Other parts of the world have legislation in place where it is illegal not to advertise the salary.
So how do you move to salary transparency on job adverts? These are my top tips to follow, this is how I did it when I worked at Sky Betting & Gaming.
Review internal data
Start off by getting access to salary data for every job family in your business. Then overlay salary banding data to identify if you have anyone below the start of the band for all your job families. Anyone below the band needs to be addressed before you start advertising salaries on your job adverts. Think how that colleague would feel if they saw their own job advertised on the careers site and they are not even paid at start of the salary band!
Benchmarking tools & data
You need to have access to benchmarking information and having salary bandings for each job family in your business, the Talent Acquisition team needs access to this data. When new roles or backfills are created you need to use the salary banding information. Have permission to use the full salary banding if you need it, finance teams have their own ideas and budgets to hit but you need to get them on-board to this new approach.

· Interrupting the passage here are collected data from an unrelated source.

PR #193, opened 2025-05-07
Add raw ECDSA path and remove erc1271SafeCaller

zhongeric:
# Add Raw ECDSA Signature Support for Root Key

## Summary
This PR adds support for raw 65-byte ECDSA signatures from the root key, while removing the problematic `erc1271SafeCaller` approach. The changes streamline signature validation and improve the security model by enforcing standard signature verification paths.

## Key Changes

1. **Raw ECDSA Fallback for Root Key**:
   - Added direct support for 65-byte signatures from the root key in `isValidSignature`
   - This enables simple signature verification without wrapping when using the root key

2. **Removed erc1271SafeCaller**

4. **Comprehensive Test Matrix**:
   - Completely restructured `Calibur.isValidSignature.t.sol` tests using a consistent naming pattern
   - Test function names now follow the format: `test_isValidSignature_{keyType}_{signatureType}_{flow}_{result}_gas()`
   - This creates a clear testing matrix across:
     - Key types (rootKey, secp256k1, P256, WebAuthnP256)
     - Signature types (rawSignature, wrappedSignature)
     - Validation flows (typedDataSign, nestedPersonalSign)
     - Results (isValid, invalidSigner)


snapshots/MinimalDelegationIsValidSignatureTest.json
```diff
@@ -1,10 +1,10 @@
 {
   "isValidSignature_P256": "40418",
   "isValidSignature_P256_personalSign": "14857",
-  "isValidSignature_P256_typedData_notTypedDataSign_safeERC1271Caller": "287028",
+  "isValidSignature_P256_typedData_notTypedDataSign_safeERC1271Caller": "287048",
   "isValidSignature_P256_withHook": "46426",
-  "isValidSignature_WebAuthnP256": "52203",
+  "isValidSignature_WebAuthnP256": "47009",
```
zhongeric, line 6: why does this decrease webauthn flow

snapshots/CaliburIsValidSignatureTest.json
```diff
@@ -1,11 +1,12 @@
...
-  "isValidSignature_rootKey_personalSign": "10391",
-  "isValidSignature_rootKey_typedDataSign": "17780",
-  "isValidSignature_rootKey_typedData_notTypedDataSign_safeERC1271Caller": "16669",
-  "isValidSignature_sep256k1_typedDataSign": "38635"
+  "isValidSignature_P256_wrappedSignature___typedDataSign": "42513",
+  "isValidSignature_P256_wrappedSignature___typedDataSign_withHook": "48522",
+  "isValidSignature_P256_wrappedSignature__nestedPersonalSign": "35076",
+  "isValidSignature_WebAuthnP256_wrappedSignature___typedDataSign": "49104",
+  "isValidSignature_WebAuthnP256_wrappedSignature__nestedPersonalSign": "41635",
+  "isValidSignature_rootKey_rawSignature": "4911",
```
snreynolds, line 7: 🤤

src/Calibur.sol
```diff
@@ -137,6 +137,12 @@ contract Calibur is
                 // Forces the compiler to optimize for smaller bytecode size.
                 if (uint256(digest) == ~wrappedSignature.length / 0xffff * 0x7739) return 0x77390001;
             }
+            // If the signature is 65 bytes, it is a raw ECDSA signature and MUST be verified as the root key
+            else if (wrappedSignature.length == 65) {
+                if (KeyLib.toRootKey().verify(digest, wrappedSignature)) {
```
snreynolds, line 142: if the signature is 65 bytes (or 64 re comment above) and it DOES not pass the verification against the root key I think we should early return false no?

snreynolds: And I think we cannot early return when it is valid as we need to still process the hook call in the valid case

snreynolds: Can you also leave a comment about why we can skip the hook callsite when the signature is valid against the root key? I got confused and then remembered we don't support hooks essentially on the root key path

src/interfaces/IERC1271.sol
```diff
@@ -3,14 +3,11 @@ pragma solidity ^0.8.0;
...
-    /// @notice Returns whether the caller is considered safe to skip the nested EIP-712 workflow
-    function erc1271CallerIsSafe(address caller) external view returns (bool);
-
-    /// @notice Sets whether the caller is considered safe to skip the nested EIP-712 workflow
-    function setERC1271CallerIsSafe(address caller, bool isSafe) external;
-
     /// @notice Validates the `signature` against the given `hash`.
-    /// @dev Wraps the given `hash` in a EIP-712 compliant struct along with the domain separator to be replay safe. Then validates the signature against it.
+    /// @dev Supports the following signature workflows:
+    /// - 65-byte ECDSA signatures from address(this)
```
snreynolds, line 8:
```suggestion
    /// - 65-byte or 64-byte ECDSA signatures from address(this)
```

test/Calibur.isValidSignature.t.sol
```diff
@@ -349,20 +372,108 @@ contract CaliburIsValidSignatureTest is DelegationHandler, HookHandler, ERC1271H
...
-    function test_isValidSignature_rootKey_notTypedDataSign_invalidSigner() public {
+    function test_isValidSignature_secp256k1_rawSignature_reverts_withKeyDoesNotExist() public {
+        TestKey memory key = TestKeyManager.withSeed(KeyType.Secp256k1, 0xb0b);
+        vm.prank(address(signer));
+        signerAccount.register(key.toKey());
+
+        bytes32 digest = keccak256("test");
+        bytes memory signature = key.sign(digest);
+
+        vm.expectRevert(IKeyManagement.KeyDoesNotExist.selector);
```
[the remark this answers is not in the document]
snreynolds: I think fixing this comment https://github.com/Uniswap/calibur/pull/193/files#r2081844092 would fix this test case

test/Calibur.isValidSignature.t.sol
```diff
@@ -349,20 +372,108 @@ contract CaliburIsValidSignatureTest is DelegationHandler, HookHandler, ERC1271H
...
+        signerAccount.isValidSignature(digest, signature);
+    }
+
+    /// P256 signatures are 64 bytes, so the first 32 bytes will be assumed to be the keyHash which will revert with KeyDoesNotExist()
```
snreynolds, line 420: I like the test tags! Could we add them here too? I think this one would be

    /**
     * Scenario: P256 key
     * 1. Raw signature
     * 2. Not typed data sign
     * 3. Not nested personal sign
     * = revert 
     */


?

snreynolds (commented):
some comments but close!

src/Calibur.sol
zhongeric: I did not return false if it failed here because we had erc1271safeCaller, but now that we removed it we should return false here. Good catch

test/Calibur.isValidSignature.t.sol
zhongeric: With your suggestion above to return false early if it is 64 or 65 but not from the root key this would be:
```
    /**
     * Scenario: P256 key
     * 1. 64 or 65-byte signature not from the root key
     * = invalid signer
     */
```

snreynolds: yep that makes sense

src/libraries/WrappedSignatureLib.sol
```diff
@@ -0,0 +1,64 @@
...
+    using CalldataDecoder for bytes;
+
+    /// @notice Returns true if the signature is empty
+    /// @dev For use in the ERC-7739 sentinel value check
+    function isEmpty(bytes calldata data) internal pure returns (bool) {
+        return data.length == 0;
+    }
+
+    /// @notice Returns true if the signature does not contain any extra data (keyHash or hookData)
+    /// @dev Technically it will return false for WebAuthn signatures but they can't be verified without a keyHash
```
snreynolds, line 18: This comments kinda confusing.. Can we maybe name this function like "isRawSignature" and just say returns true for standard ecdsa length signatures

and then @dev will also return true for standard p256 signatures however those MUST be wrapped with extra information in the verify sig flow

zhongeric: Agree, thanks!

snreynolds (approved):
lgtm

PR #195, opened 2025-05-07
OZ N-02 State Variable Visibility Not Explicitly Declared

zhongeric:


src/KeyManagement.sol
```diff
@@ -13,9 +13,9 @@ abstract contract KeyManagement is IKeyManagement, BaseAuthorization {
     using KeyLib for *;
     using SettingsLib for Settings;
 
-    EnumerableSetLib.Bytes32Set keyHashes;
-    mapping(bytes32 keyHash => bytes encodedKey) keyStorage;
-    mapping(bytes32 keyHash => Settings settings) keySettings;
+    EnumerableSetLib.Bytes32Set public keyHashes;
+    mapping(bytes32 keyHash => bytes encodedKey) public keyStorage;
+    mapping(bytes32 keyHash => Settings settings) public keySettings;
```
snreynolds, line 18: I wonder if keySettings should be private? 

We kind of want people to use getKeySettings because keySettings with the root key hash has custom logic

snreynolds: maybe actually same for keyStorage mapping

snreynolds (commented):
2 comments, and then this needs merge conf fixes toooo

src/KeyManagement.sol
zhongeric: oh good point

snreynolds (approved):

PR #204, opened 2025-05-08
fix: M02 Pass relevant information to hooks

snreynolds:


zhongeric (approved):

zhongeric (approved):

zhongeric (approved):
Will track that we should add an e2e for the hook flow

PR #208, opened 2025-05-09
OZ-L04 support prehashing for digests verified by P256 keys

zhongeric:


src/Calibur.sol
```diff
@@ -87,7 +87,7 @@ contract Calibur is
     function executeUserOp(PackedUserOperation calldata userOp, bytes32) external onlyEntryPoint {
         // Parse the keyHash from the signature. This is the keyHash that has been pre-validated as the correct signer over the UserOp data
         // and must be used to check further on-chain permissions over the call execution.
-        (bytes32 keyHash,,) = abi.decode(userOp.signature, (bytes32, bytes, bytes));
+        (bytes32 keyHash,,) = userOp.signature.decodeWithKeyHashAndHookData();
```
zhongeric, line 90: This needed to be changed in #187 where we decode signatures in calldata now. It was possible to send in a wrapped signature with:
`keyHash || signature` but no hookData which would not revert in `validateUserOp` but would revert here when you did the in memory decoding

test/utils/TestKeyManager.sol
```diff
@@ -73,7 +73,7 @@ library TestKeyManager {
     function sign(TestKey memory key, bytes32 hash) internal pure returns (bytes memory) {
         if (key.keyType == KeyType.P256) {
             (bytes32 r, bytes32 s) = vm.signP256(key.privateKey, hash);
-            return abi.encodePacked(r, s);
+            return abi.encode(r, s, false);
```
zhongeric, line 76: If we wanted to move the signature decoding into calldata too (we would have to port over webauthn decoding), we could do packed here

src/Calibur.sol
snreynolds: This doesn't NEED to be decoded in calldata afaik.. the reason we needed to decode in 187 is to prevent short circuiting but this is like a top level function call from the entrypoint

if it reverts here it just means it was malformed calldata

src/libraries/KeyLib.sol
```diff
@@ -1,9 +1,12 @@
 // SPDX-License-Identifier: MIT
 pragma solidity ^0.8.23;
 
+import {console2} from "forge-std/console2.sol";
```
snreynolds, line 4: rm

test/Calibur.isValidSignature.t.sol
```diff
@@ -421,13 +421,15 @@ contract CaliburIsValidSignatureTest is DelegationHandler, HookHandler, ERC1271H
      * 1. 64 or 65-byte signature not from the root key
      * = invalid signer
      */
+    /// @dev We generate a signature without the `preHash` flag encoded so it passes the length check for 64 || 65 bytes
```
snreynolds, line 424: rm comment

src/Calibur.sol
```diff
@@ -1,6 +1,7 @@
 // SPDX-License-Identifier: MIT
 pragma solidity ^0.8.23;
 
+import {console2} from "forge-std/console2.sol";
```
snreynolds, line 4: rm

src/libraries/WrappedSignatureLib.sol
```diff
@@ -8,6 +8,9 @@ import {CalldataDecoder} from "./CalldataDecoder.sol";
 library WrappedSignatureLib {
     using CalldataDecoder for bytes;
 
+    /// error SliceOutOfBounds();
+    uint256 constant SLICE_ERROR_SELECTOR = 0x3b99b53d;
```
snreynolds, line 12: also rm

src/Calibur.sol
snreynolds: We are changing this behaviour slightly with https://github.com/Uniswap/calibur/pull/218

src/libraries/KeyLib.sol
```diff
@@ -52,15 +56,14 @@ library KeyLib {
...
-    function verify(Key memory key, bytes32 _hash, bytes memory signature) internal view returns (bool isValid) {
+    /// @dev Signatures from P256 are expected to be over the `sha256` hash of `_hash`
+    function verify(Key memory key, bytes32 _hash, bytes calldata signature) internal view returns (bool isValid) {
         if (key.keyType == KeyType.Secp256k1) {
             isValid = ECDSA.tryRecover(_hash, signature) == abi.decode(key.publicKey, (address));
         } else if (key.keyType == KeyType.P256) {
-            // Extract x,y from the public key
             (bytes32 x, bytes32 y) = abi.decode(key.publicKey, (bytes32, bytes32));
-            // Split signature into r and s values.
             (bytes32 r, bytes32 s) = abi.decode(signature, (bytes32, bytes32));
```
snreynolds, line 65: I think you can leave the comments, maybe accidentally deleted?

snreynolds (approved):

Internal sponsors & sign-off
You’re going to need to get sign-off to launch this (often a business case to your Leadership team); plus, I’d recommend having several internal sponsors to support you too. You’re probably going to get
a lot of push-back that advertising salaries will give away information to your competitors, but your competitors already know what you pay so don’t have that as a reason not to do this. Actually advertising the salary puts you in a competitive advantage and candidates really love transparency.
Avoid own-goals!
So, you have sign off to go live, but you probably
still have a number of internal people who now need a salary uplift (that may take a while and not be cheap) till those are addressed any of those jobs cannot be advertised with a salary banding. Let’s hope it’s not one of your key roles that you recruit in numbers that you can not advertise the salary on.
Start small, then scale
Select a handful of roles to go live with, decide if your editing live job requisitions or only starting when a new role goes live. Once you have tested and unearthed any problems look to scale. Entry level roles (e.g., Contact Centre Advisor) and Early Careers can often be roles to test this out on.
Communication
Don’t forget to communicate to your hiring manager community what you are up to, they are bound
to have an opinion on this. However, you may be surprised how many supporters you pick up.
Don’t create future problems
Internal promotions can easily undo all your hard work, make sure all internal promotions move to at least the start of the salary band for the job they are moving into.